Don Andrea Gallo (genova.mentelocale.it)Don Gallo si definiva prete di strada, cioè vicino agli ultimi, agli emarginati; alle prostitute e ai pubblicani, per usare termini evangelici. In lui c’era l’aspetto gioioso della Buona Novella, che riguarda soprattutto chi ai propri occhi o agli occhi degli altri sembra perduto. A volte di parere e operato diverso rispetto all’ufficialità della Chiesa, don Andrea Gallo l’ha però sempre considerata con rispetto. Perché la Chiesa è comunità, famiglia, tante persone, e accoglie in sé esperienze diverse che non contrastino, che non dividano. San Paolo direbbe: «4Vi sono poi diversità di carismi, ma uno solo è lo Spirito; 5vi sono diversità di ministeri, ma uno solo è il Signore; 6vi sono diversità di operazioni, ma uno solo è Dio, che opera tutto in tutti» (I Cor 12, 4-6). Anche di fronte a questo testo mi vien da dire: più facile di così. Eppure.
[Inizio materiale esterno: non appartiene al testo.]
PR #4815, opened 2017-10-31
Fixes scoped packages handling with offline installation

### LINKED ISSUE #4266: Issue with offline installation of @types/node
Bug. @BYK suggested I repost this as a new issue.

Offline installation of JSDOM fails on the dependency `@types/node`. This was noted in #825 but does not seem fully resolved.

```
sraman@sraman: bar$ yarn add jsdom@11.0.0 --offline
yarn add v0.27.5
info No lockfile found.
[1/4] Resolving packages...
error Couldn't find any versions for "@types/node" that matches "^6.0.46" in our cache. Possible versions: ""
```

It is definitely available in my cache.

```
sraman@sraman: bar$ yarn cache ls | grep "@types"
@types/node                                          6.0.78                      npm      https://registry.yarnpkg.com/@types/node/-/node-6.0.78.tgz#5d4a3f579c1524e01ee21bf474e6fba09198f470
@types/node                                          6.0.87                      npm      https://registry.yarnpkg.com/@types/node/-/node-6.0.87.tgz#5ab5774f8351a33a935099fa6be850aa0b0ad564
@types/node     
```

A similar failure with a different message in the latest nightly:

```
sraman@sraman: bin$ ./yarn add jsdom@11.0.0 --offline
yarn add v1.0.0-20170825.1555
warning No license field
error Couldn't find any versions for "@types/node" that matches "^6.0.46" in our cache (possible versions are ""). This is usually caused by a missing entry in the lockfile, running Yarn without the --offline flag may help fix this issue.
```

I expect JSDOM to be installed offline. Other cached packages work fine with offline installation:

```
sraman@sraman: bin$ ./yarn add yargs@3.27.0 --offline
yarn add v1.0.0-20170825.1555
warning No license field
[2/4] 🚚  Fetching packages...
success Saved lockfile.
success Saved 18 new dependencies.
├─ align-text@0.1.4
├─ camelcase@1.2.1
├─ center-align@0.1.3
├─ cliui@2.1.0
├─ decamelize@1.2.0
├─ invert-kv@1.0.0
├─ is-buffer@1.1.5
├─ kind-of@3.2.2
├─ lazy-cache@1.0.4
├─ lcid@1.0.0
├─ longest@1.0.1
├─ os-locale@1.4.0
├─ repeat-string@1.6.1
├─ right-align@0.1.3
├─ window-size@0.1.4
├─ wordwrap@0.0.2
├─ y18n@3.2.1
└─ yargs@3.27.0
warning No license field
✨  Done in 0.43s.
```

Node: v6.7.0
Tested with Yarn 0.27.5 and nightly  v1.0.0-20170825.1555

sharno:
**Summary**
Fixes #4266 
I tracked the problem and found out that yarn misses scoped packages from cache. As scoped packages are put inside a scope (folder) in the cache folder. And yarn just scans one level of the folders inside the cache for the metadata file.
So added code to determine if the folder doesn't have the metadata file, it should be a scope folder and packages inside it gets added to valid packages.

**Test plan**
I didn't write tests for this part. But help would be appreciated if I should do. Just tried installation of many scoped packages using the offline flag and they all worked well.

This is my first PR here. Feedback would be a lot appreciated


src/resolvers/registries/npm-resolver.js
```diff
@@ -107,8 +107,19 @@ export default class NpmResolver extends RegistryResolver {
...
       const files = await fs.readdir(cacheFolder);
-      const validFiles = [];
+      const scoped_files = {};
+      for (const scope of files) {
+        // no hidden files
+        if (scope[0] === '.') {
+          continue;
+        }
+
+        if (!await fs.exists(path.join(cacheFolder, scope, METADATA_FILENAME))) {
```
BYK: Using async exists is discouraged by Node folks since the file may not be there when you actually want to use it. I guess that's not very different from what is previously done but this now adds a lot more I/O during offline-cache init.

src/resolvers/registries/npm-resolver.js
```diff
@@ -107,8 +107,19 @@ export default class NpmResolver extends RegistryResolver {
 
     const files = await this.config.getCache('cachedPackages', async (): Promise<Array<string>> => {
       const files = await fs.readdir(cacheFolder);
-      const validFiles = [];
+      const scoped_files = {};
```
BYK: You should use a "real" `Map` object here ;)

src/resolvers/registries/npm-resolver.js
```diff
@@ -107,8 +107,19 @@ export default class NpmResolver extends RegistryResolver {
...
+      for (const scope of files) {
+        // no hidden files
+        if (scope[0] === '.') {
```
BYK: I think this check should be extended to only accept things starting with an `@` since that denotes a scope.

src/resolvers/registries/npm-resolver.js
```diff
@@ -107,8 +107,19 @@ export default class NpmResolver extends RegistryResolver {
...
+          continue;
+        }
+
+        if (!await fs.exists(path.join(cacheFolder, scope, METADATA_FILENAME))) {
+          scoped_files[scope] = await fs.readdir(path.join(cacheFolder, scope));
+        }
```
arcanis: Rather than checking if the file exists, you should instead check whether the folder name starts with a `@`, cf [this code](https://github.com/yarnpkg/yarn/blob/master/src/package-linker.js#L261)

src/resolvers/registries/npm-resolver.js
```diff
@@ -121,6 +132,20 @@ export default class NpmResolver extends RegistryResolver {
           validFiles.push(name);
         }
       }
+      for (const scope of Object.keys(scoped_files)) {
```
BYK: Why do two passes instead of doing all in the same loop? You know iterate on `files` twice and then do another loop over everything inside folders. You can definitely combine the two loops over the `files` part and avoid a separate loop for files inside the folder by extracting the core logic in the loop into a separate function.

src/resolvers/registries/npm-resolver.js
arcanis: I'd also prefer if you could iterate over the scope folder inside this loop, instead of storing the result inside `scoped_files` (which should be `scopedFiles` anyway :) and iterating over it later on.

arcanis:
Thanks a lot! Asked for a few changes, let me know if they make sense.

> I didn't write tests for this part. But help would be appreciated if I should do

Yep, tests would be great. Here are some pointers:

- I think those tests should go into `__tests__/commands/install/integration.js`
- You can run the test using `yarn test __tests__/commands/install/integration.js`
- In order to test this feature, you can run an classic install with a scoped package (via `runInstall`), then remove the generated `node_modules`, then run another install in offline mode (look for `new Install` in the file to see how it's done)

newren:
I have an alternative fix for offline mode with scoped packages at #4822, though I wasn't sure reading through #4266 if we're both truly suffering from the same problem.  My fix is a simple two-liner, and shouldn't have any performance implications, but it's possible it doesn't solve everything you need.  

(Just thought I'd look for similar issues and post a heads-up in case it's useful.)

sharno:
Thanks a lot @BYK and @arcanis for your feedback. Makes a lot of sense, indeed it was an inefficient solution.
I think @newren 's solution makes a lot of sense at #4822 .
I've tested it with the same scenario as #4266 and it partially worked (without throwing errors) by installing an older version jsdom@9.12.0 although I had all dependencies of jsdom@11.3.0 in cache. As the solution doesn't flatten the scoped packages in cache still. And the issue of reading scoped packages from cache still persists. (probably jsdom@9.12.0 didn't require scoped packages)

I might take a shot at flattening the cache folder for scoped packages if @newren wouldn't add it to his solution.

BYK:
>I might take a shot at flattening the cache folder for scoped packages if @newren wouldn't add it to his solution.

I'd try that :)

newren:
My PR was just about the offline mirror and avoiding file collisions there; I didn't intend to touch the cache folder or modify it.  That may change if we start running into whatever issues you are hitting here, but for now I'm happy with #4822 and maybe reading/testing any patches that get posted to this PR.

PR #4816, opened 2017-11-01
fix(cli): Don't warn when running on node 9

graingert:
**Summary**

Update the accepted semver range to not warn on unknown future versions of node.

**Test plan**

N/A since we don't want to add Node 9 into our build matrix just yet.

### DIFF
--- a/src/constants.js
+++ b/src/constants.js
@@ -13,7 +13,7 @@ export const DEPENDENCY_TYPES = ['devDependencies', 'dependencies', 'optionalDep
 export const RESOLUTIONS = 'resolutions';
 export const MANIFEST_FIELDS = [RESOLUTIONS, ...DEPENDENCY_TYPES];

Il funerale di don Gallo è stato celebrato dal cardinale Angelo Bagnasco, arcivescovo di Genova e presidente della Conferenza episcopale italiana, l’assemblea dei vescovi: un fatto che vale certo più di tante opinioni. L’immagine è senza tempo: il vescovo che accompagna e saluta un suo presbitero defunto. Vuol dire che don Gallo è Chiesa e quindi non è e non può essere opposizione e alternativa a essa. Un solo Spirito, un solo Signore, un solo Dio.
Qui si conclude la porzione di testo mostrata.